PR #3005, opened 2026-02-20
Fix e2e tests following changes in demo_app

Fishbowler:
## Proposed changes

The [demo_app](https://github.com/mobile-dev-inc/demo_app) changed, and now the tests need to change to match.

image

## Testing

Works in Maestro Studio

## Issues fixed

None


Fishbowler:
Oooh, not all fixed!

+ + +

What to do:
Copy the entries word for word.

Answer to this task:
PR #3005, opened 2026-02-20
Fix e2e tests following changes in demo_app

Fishbowler:
## Proposed changes

The [demo_app](https://github.com/mobile-dev-inc/demo_app) changed, and now the tests need to change to match.

image

## Testing

Works in Maestro Studio

## Issues fixed

None


Fishbowler:
Oooh, not all fixed!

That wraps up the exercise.